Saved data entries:

PR #4344, opened 2026-08-14
feat(voice): fetch supported languages from backend

### LINKED ISSUE #4318: [FEATURE]  Drive the Voice page's language list from the backend instead of a hardcoded list
### Which area does this feature belong to?

Frontend — UI / UX (apps/web)

### Estimated Difficulty

🟡 Intermediate — Some experience needed

### What problem does this solve?

GET /api/medicine/languages in apps/api/src/routes/medicine.ts forwards to the ML service's /voice/languages endpoint and returns whatever Indian languages the voice pipeline currently supports — it's mounted and live. But apps/web/app/[locale]/voice/lib/languages.ts hardcodes a fixed array of 6 languages (VOICE_LANGUAGE_OPTIONS) instead of calling that endpoint, and no file in apps/web calls /api/medicine/languages at all. This means if the ML service adds or temporarily drops a language, the Voice page's language picker has no way to reflect that — it's stuck at build time instead of reflecting what the backend can actually process.

### Proposed Solution

On the Voice page, fetch GET /api/medicine/languages on load and use it to filter VOICE_LANGUAGE_OPTIONS down to the languages currently supported by the ML service (matching on language/locale code), falling back to the full hardcoded list if the request fails or the service is unreachable — so the picker degrades gracefully rather than breaking. VOICE_LANGUAGE_OPTIONS stays as the source of frontend display metadata (labels, speech-recognition codes); the backend call only determines which of those options are currently selectable.

### Acceptance Criteria

_No response_

### GSSoC 2026

- [x] I am a GSSoC 2026 participant and would like to implement this feature.
- [ ] This feature uses **Cloudinary** (eligible for GSSoC Cloudinary bounty 🏆).

### Code of Conduct

OmanshiRaj:
This fixes the Voice page language picker being disconnected from the languages currently supported by the backend voice pipeline.

The Voice page now fetches the supported languages from `GET /api/medicine/languages` and uses the response to filter `VOICE_LANGUAGE_OPTIONS` based on the language/locale code. The existing `VOICE_LANGUAGE_OPTIONS` remains responsible for frontend display metadata such as language labels and speech-recognition codes.

If the backend request fails, times out, or the ML service is unavailable, the Voice page gracefully falls back to the complete hardcoded language list so that the language picker continues to work without interruption.

This ensures that when the ML service adds or removes support for a language, the Voice page can reflect those changes dynamically instead of relying only on a build-time hardcoded list.

Closes #4318


dipexplorer:
@OmanshiRaj, It appears that `/web/app/[locale]/page.tsx` (landing page) was completely overwritten and deleted, replaced entirely by your Voice component code. This breaks the application's homepage. Plz ensure u are only modifying the relevant component files without overwriting the core application pages, plz submit a fresh, clean PR.

PR #332, opened 2021-05-17
Feature/player data persistence

fernando-cortez:
Jira task [here](https://unity3d.atlassian.net/browse/GOMPS-253?atlOrigin=eyJpIjoiZWQ1ZTk0NjEzYjA3NDliYjhiMjA0NzVmNGJhYzI2YTAiLCJwIjoiaiJ9).

Notable changes:
- Player prefab is now PlayerCharacter prefab. Player prefab is now a new prefab and _is_ MLAPI's default player prefab. Player contains a `BossRoomPlayer` NetworkBehaviour component whereas PlayerCharacter contains a `BossRoomPlayerCharacter` NetworkBehaviour component.

- New player prefab contains NetworkBehaviours that should persist through the entirety of a connection (win, name, type states). To accomplish this, `NetworkCharacterState` has been trimmed & refactored.

- Now, lobby data is passed to each Player by the server and we've eliminated the need for passing lobby data through a GameStateRelay object. Similarly, win state is passed by the server to players on game completion, removing the need for another GameStateRelay object. Win state is fetched through the Player ScriptableObject runtime list reference. 

- Introduction of ScriptableObject runtime sets, namely `BossRoomPlayerRuntimeCollection` and `BossRoomPlayerCharacterRuntimeCollection`. These get populated on both clients and server. This is referenced in several state prefabs, and the Player/PlayerCharacter prefabs themselves. This has helped remove some hard references between systems.

- Due to a possible race condition on the initialization of NetworkObjects on late-join scene loads, a callback-based framework has been introduced for `BossRoomPlayerCharacter`. As soon as its associated `BossRoomPlayer` NetworkObject has been created, it invokes an event for all other sibling NetworkBehaviours to listen for before initializing behaviours. An example of this is seen inside of `ClientInputSender` (it needs to verify that its BossRoomPlayer _is_ the local player).

- Single-NetworkVariable NetworkBehaviour components (eg. `NetworkNameState`) have been consolidated in terms of visibility within the editor and OnValueChanged add/remove methods created. For protection, the NetworkVariable cannot be accessed externally, whereas only its value can now be retrieved/set.

- `NetworkBehaviourLookup`, a utility component for quick lookups on sibling NetworkBehaviours. Has an associated Editor script for quick population.

- Controversial, but I exercised code cleanup on any file I may have modified so there's quite a bit of refactoring here.


Assets/BossRoom/Scripts/Server/Net/ServerGameNetPortal.cs
```diff
@@ -312,25 +278,34 @@ private IEnumerator WaitToDisconnectClient(ulong clientId, ConnectStatus reason)
...
         {
-            m_ClientData.Add("host_guid", new PlayerData(m_Portal.PlayerName, m_Portal.NetManager.LocalClientId));
-            m_ClientIDToGuid.Add(m_Portal.NetManager.LocalClientId, "host_guid");
-        }
+            var localClientID = NetworkManager.Singleton.LocalClientId;
 
+            m_ClientData.Add("host_guid", new PlayerData(m_Portal.PlayerName, localClientID));
+            m_ClientIDToGuid.Add(localClientID, "host_guid");
+
+            var newPlayer = Instantiate(m_PlayerPrefab, Vector3.zero, Quaternion.identity, null);
```
SamuelBellomo, line 302: let's make sure we can't use MLAPI's default player spawn flow before spawning ourselves. And please document in code anything you find

Assets/BossRoom/Scripts/Shared/Game/Entity/BossRoomPlayerCharacter.cs
```diff
@@ -0,0 +1,67 @@
...
+
+            if (!m_BossRoomPlayer)
+            {
+                m_BossRoomPlayers.ListChanged += TryGetPlayer;
+            }
+
+            m_BossRoomPlayerCharacters.Add(this);
+        }
+
+        void TryGetPlayer()
```
SamuelBellomo, line 47: as discussed, let's try to have one single consolidated "all objects spawned for the first time" callback

Assets/BossRoom/Scripts/Shared/Game/NetworkBehaviourLookup.cs
```diff
@@ -0,0 +1,31 @@
...
+using MLAPI;
+using UnityEngine;
+
+namespace BossRoom
+{
+    /// <summary>
+    /// A utility class that can be added to a NetworkObject to collect its NetworkBehaviours for quick lookups.
+    /// </summary>
+    [RequireComponent(typeof(NetworkObject))]
+    public class NetworkBehaviourLookup : MonoBehaviour
```
SamuelBellomo, line 11: as discussed, let's validate GetComponent only allocates in editor

SamuelBellomo: this might not be needed

Assets/BossRoom/Scripts/Shared/NetworkNameState.cs
```diff
@@ -7,9 +7,25 @@ namespace BossRoom
     /// <summary>
     /// NetworkBehaviour containing only one NetworkVariableString which represents this object's name.
     /// </summary>
-    public class NetworkNameState : NetworkBehaviour
+    public class NetworkNameState : NetworkBehaviour, INetworkSubscribable<string>
```
SamuelBellomo, line 10: As discussed, netvars are meant to be used directly in gameplay. We shouldn't wrap them just to hide netvars from gameplay code. Because this is such a simple class here that's meant as a container for these values, it might not make sense to have encapsulation for this.
If you have other cases for it being dangerous to expose to users, please do tell, it might be a need for a refactor netvar side.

WHAT YOU SHOULD DO: Among the records above, count the lines that include the word "SamuelBellomo" and state the number by itself.

TASK RESULT: 5